# picture frame techniques



## reds_21 (Dec 24, 2004)

i recently bought a 6' piece of trim in which i was gonna cut to the desired length and use that as my picture frame sides. first question, is this the best way to go or are there other options of making frames? do they sell picture frame router bits? if so, how the heck do you begin to make a frame out of a normal piece of stock and put a nice design in the frame??

also, when it comes to the backing of the frame, do you use the thick card board like they do in the stores or do you use a really thin piece of hardboard from hd? so, if i were to keep the trim i have for my sides how/what do i do to make the groove in the back that holds the backing (that lip or step type thing?) if you turn a picture frame over it usually has a lip that the glass and picture rest on before applying the backing material.

help,,,,,which is a nicer and more efficient way of doing this???

any detailed information would be greatly appreciated!!!


thank you
shawn


----------



## NewMontanaWorkshop (Sep 10, 2004)

Not sure if this will give the info your looking for, but might lead to some more questions. I put this together a few months ago.


----------



## Mike (Nov 22, 2004)

Stan, excellent post on making the frames, well done!

Shawn, there is no wrong way to make a picture frame. Material choice and design are up to you. Bit selection is what looks interesting to you. A roman ogee bit is a simple choice, specialty molding bits give a nice look. The single most important factor is to be sure your corners are square. This means accurate miter cuts and careful clamping. To get started use a piece of cheap 1 x 2" pine and round over the corners on one side, cut a 3/8" x 3/8" rabbit on one corner of the back side. Cut your miters and glue this up. This simple frame will show you hands on how to check your length and width for proper fit. Once you are happy with the results move on to the next simple practice frame. Tilt your saw blade to 11 degrees and cut 1/4" off the corner of your 1 x 2" stock. Round over the top edges as before but cut your rabbit into the corner with the 11 degree angle. Now your frame will angle away from the wall on the outside edges. Miter the corners and glue it up.
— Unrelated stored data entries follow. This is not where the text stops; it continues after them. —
PR #615, opened 2022-04-20
[FEAT] Add crop ready sound

brian-man:
# Description

This change adds a sound emission when crops are reaching maturation for harvesting.

## Type of change

# How Has This Been Tested?

1. Plant a single crop and verify the sounds plays at maturation
2. Plant several crops at once to verify the sound plays multiple times

# Checklist:


brian-man:
@adamhannigan 
The ready.mp3 is a placeholder (it's a copy of frog.mp3).  Please don't merge until the desired sound has been crafted and the ready.mp3 has been updated.

src/features/crops/components/Soil.tsx
```diff
@@ -73,6 +75,9 @@ export const Soil: React.FC<Props> = ({
   if (timeLeft > 0) {
     const percentage = 100 - (timeLeft / crop.harvestSeconds) * 100;
     const isAlmostReady = percentage >= 50;
+    if (timeLeft < 2) {
```
Rofrtd, line 78: Also here, the sound would play twice as it goes to 1 and 0..

Rofrtd (commented):
Hi @brian-man, 

This implementation would play a sound for each crop ready! 
I feel like this would be a bit overwhelming when all your 22 crops are ready to harvest and the sfx plays 22 times on top of each other. 

Any ideas on how we could solve this? 

I think something like, if there are other crops almost ready to harvest (say withing 30 seconds with just a couple of seconds in between each other) we wait for the last one to trigger the sfx.

src/features/crops/components/Soil.tsx
newb23: I think what might work best is a sound plays only on the first crop done, then every X seconds after that. Bonus points for X being user configured. Triple bonus points for user configurable ready sounds. (Chooser for in game sounds, or, user"upload" to local cache?)

Rofrtd: Yeah, good idea for it playing on the first crop ready.

We just need to take into considerations players can plant different crops at different times.
Having crops ready with a couple minutes in between.

I think the time being configure by player could be done based on the player feedback for this first implementation.

And the uploading sounds I don't think is ideal, this would be unnecessary complexity and also we want the sfx to align with the other sfx in game.

brian-man: > Also here, the sound would play twice as it goes to 1 and 0..
I originally had "< 1" and it never fired.  With "< 2" it fired reliably and sounded good to me.

brian-man:
> This implementation would play a sound for each crop ready! I feel like this would be a bit overwhelming when all your 22 crops are ready to harvest and the sfx plays 22 times on top of each other.

That was the intent.  The idea was to [a] effectively amplify and/or prolong the sound if more crops are ready and [b] properly handle crops arriving in a staggered fashion aligned with how they are planted.

Choosing the right sound is important (meaning you don't want a 15sec sound for example).

src/features/crops/components/Soil.tsx
brian-man: > I think what might work best is a sound plays only on the first crop done

I don't know what this means when crops arrive 1 sec, 5 sec, 10 sec, and 5 minutes apart.

brian-man:
I added specific replies to the above.

Broadly, assuming I can figure out how to implement it I'm happy to do whatever the team prefers.  Any auditory hint of "crop ready" is an improvement for my farm. :)

ahh1539:
Would love to see this implemented in some capacity but also not too certain how to go about it 🤔

ahh1539:
Or we could simply just also have a timer for the `readyNoiseRecentlyPlayed` like we do for the crops now where we set it for 5 minutes each time after a crop plays the noise

0xsha1man:
A couple of things that should come into consideration

What is the intent of the sound?
- give audio feedback on the harvest?
- just a nice polish?

Way back in the day a game IP I worked on was licensed out to Bally's as a slot machine interactive. As the largest and probably still the only producers of slot machines, they knew from their own inside research what years later was officially studied by the NIH. Thus we had to spend a lot of time revamping our game audio cues to meet certain standards of theirs.

> [The Impact of Sound in Modern Multiline Video Slot Machine Play](https://www.ncbi.nlm.nih.gov/pmc/articles/PMC4225056/)
The results showed that the sound influenced the arousal of participants both psychophysically and psychologically. The sound also influenced players’ preferences, with the majority of players preferring to play slot machines that were accompanied by winning sounds.

Basically, there's a reason that coin dropping into a tin tray exists to this date when slot machines no longer accept coins. Also why it is sooooo loud in casinos.

Now moral questioning reasons aside... 

-**If the sound is to drive player intent and give positive enforcement and need to keep coming back for more...** 
Then yes after every harvest. Just please make sure that sound doesn't blow out the player's ears with the rapid firing.

-**If the intent is an audio cue, keep in mind audio assistive tech such as amplified audio or CC**
Then play the audio cue in a progressive sequence with diminishing returns. You can't ignore effective research to drive the longevity of the product. HOWEVER, to prevent the immediate reaction that rapid-fire sound can cause of muting ALL audio, that audio sequence is best. 

Let me try to explain...

> When audio cues of the same set trigger to play within X ms (say twice within 1/4 of a second), reduce the audio level of the consecutive play, repeat diminishing the sound even lower until after the 3rd or 4th request then ignore all others.
> 
> If no audio of that set is playing or there was a pause in the requests for it after 1 or 2 seconds (imagine clearing a field, player pans to the next section and begins again), then immediately start the original sequence again at 100%, reducing levels like normal.

-100%, 85%, 60%, 30%, ignore other requests
-a pause of 1 or 2 seconds or no audio cue of that set is playing, start over at 100%

The numbers would have to be adjusted with testing maybe stop after the third, or the % doesn't feel right etc.

Having not heard the audio, its length, plus just observing it in action in regards to the game those numbers really depend on this situation once it is implemented. Also, keep in mind the reward situation that happens with a harvest that can occur. That sequence would still work just fine and actually would be great because of that.

Z1kou:
@0xsha1man  hey bro i read all of you text, and i totally agree Looking at the purpose for the sound, 

**Which in our case is to serve as an alert for players that their crop are ready**        I suggest using your second format of having a decreasing system, or How about add a  1 cue for all the crops that has a 30 second cooldown so people don't get spawned, you planted 22 sunflowers? when the first one is ready you will get the sound effect,


This way we ensure : - No spam , -Purpose fullfilled , -Less complicated code writing since you wouldn't need to design a function with decreasing volume ect...


What do you guys think?

0xsha1man:
That wouldn't work quite with my own playstyle. My crop organization is haphazard at best.  So having the cue keyed to each plant growth duration wouldn't work for me. If that is the going idea then just the third option would work best.  Set the audio to be a set starting value and vary it +- a certain percent each play.  Varying the volume like that will break the perception of it and be enough of a mix to not get too annoying.

Example: Base volume is 80 %.
One sound cue, randomly select a number between 0-20%.  Add it to the base and play the cue at that volume. to get a final value somewhere between 80 and 100%.

Doing it that way simplifies it and also allows us to restrict certain ones in the future or in general from playing too loud.  Set the blacksmith on repeated open closing sounds to not escalate in loudness and annoyance as an example.

Rofrtd:
@0xsha1man nice write up.
But I believe we don't need to "spam" the sound on every crop ready even with the volume variations.
I believe it would be better to lets say:
- you have a batch of crops ready the sound plays once even if there are multiple crops ready within the next minute.
- The sound would play again if the time in between crops ready is longer than 3 min (just an example)

adamhannigan:
Closing for inactivity

brian-man:
@adamhannigan The inactivity is because I need core dev input on which road they want to go down. The initial PR was very simple and a cavalcade of ideas basically made it required for core devs to pick a path.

Next build this same frame but make your rabbit on the opposite side of the back and your inside edges will be the high part of the frame. These simple frames will teach you what you need to know for designing your masterpiece. You can follow the angle cut directions using your molding and get great results.


----------



## fibertech (May 7, 2005)

Stan's presentation was excellent! I am continually impressed with those that are so willing to help. Thanks for taking so much effort. There was nearly an entire lesson. Rick and Bob better watch out.


----------



## beemerbob (Sep 10, 2004)

NewMontanaWorkshop said:


> Not sure if this will give the info your looking for, but might lead to some more questions. I put this together a few months ago.
> 
> http://bt3gallery.fhauto.com/view_album.php?set_albumName=FrameSteps


I realize this is a really old posting. But, do you have a new link to the tutorial?


----------



## bobj3 (Jan 17, 2006)

Hi Bob

Some members use a off site web page(s) to hold the pictures / tutorial , and some times they turn the power off on that server and at that point it's all gone unless the user has a backup on his HD ,you may want to try his other web site or drop him a note to see if he had a back up spot or with luck a backup on his HD..
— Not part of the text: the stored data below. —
PR #632, opened 2022-04-21
[FIX] Floor SFL balance to 18 decimal places after selling

brian-man:
# Description

When acquiring the minimal amount of Wheat (meaning 1e-18 units) via trading, deposit works fine.  What does not work fine is selling the Wheat.  If you sell the Wheat (with or without NFTs), the sale price is 7e-19.  The Shop vendor happily does the transaction.  From there forward, Sync is broken for the farm for all attempts going forward.

The problem is that the in-game SFL balance can store more than 18 decimal places but the on-chain token support 18 so a Sync is impossible.

This change floors the SFL balance to 18 decimal places after completing a sell operation.  This prevents this issue in this case and similar cases that are likely to happen after a few halvings.

I'm hopeful it will also fix my currently un-sync-able farm in Polygon mainnet. :|

Screenshot of the Wheat about to be sold:
image

Screenshot of the message after sale:
image
The 20th and 21st decimal places are due to 5% from the Green Thumb skill.

## Type of change

# How Has This Been Tested?

Validated locally with 1 and 2 as the floor values.  I don't have a good way to test the Sync scenario though as it's not available on local.

# Checklist:

### DIFF
--- a/src/features/game/events/sell.ts
+++ b/src/features/game/events/sell.ts
@@ -38,7 +38,7 @@ export function sell({ state, action }: Options): GameState {
 
   return {
     ...state,
-    balance: state.balance.add(price.mul(action.amount)),
+    balance: state.balance.add(price.mul(action.amount)).toDecimalPlaces(18, Decimal.ROUND_DOWN),
     inventory: {
       ...state.inventory,
       [crop.name]: cropCount.sub(1 * action.amount),


adamhannigan (approved):
LGTM. Let's investigate how we can set this precision at a global level in the app.

Ideally all of our calculations should follow the 18 point decimal precision.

http://woodworking.elksign.com/
http://woodworking.elksign.com/catalog/index.php?manufacturers_id=10


http://woodworking.elksign.com/catalog/contact_us.php

=============



beemerbob said:


> I realize this is a really old posting. But, do you have a new link to the tutorial?


----------



## NewMontanaWorkshop (Sep 10, 2004)

Unfortunately the pictures and descriptions were lost in a server crash quite a while back. I will take pictures and will rewrite the steps the next time I set up for picture frames.

Sorry for the confusion.


----------



## NewMontanaWorkshop (Sep 10, 2004)

I did manage to find a very old backup of this and have posted it to another location. In looking at this version I don't believe it was the latest that was posted before as number of steps (such as the picture frame miter jig for the miter saw) are missing.

I will fill in the missing information during the next picture frame project.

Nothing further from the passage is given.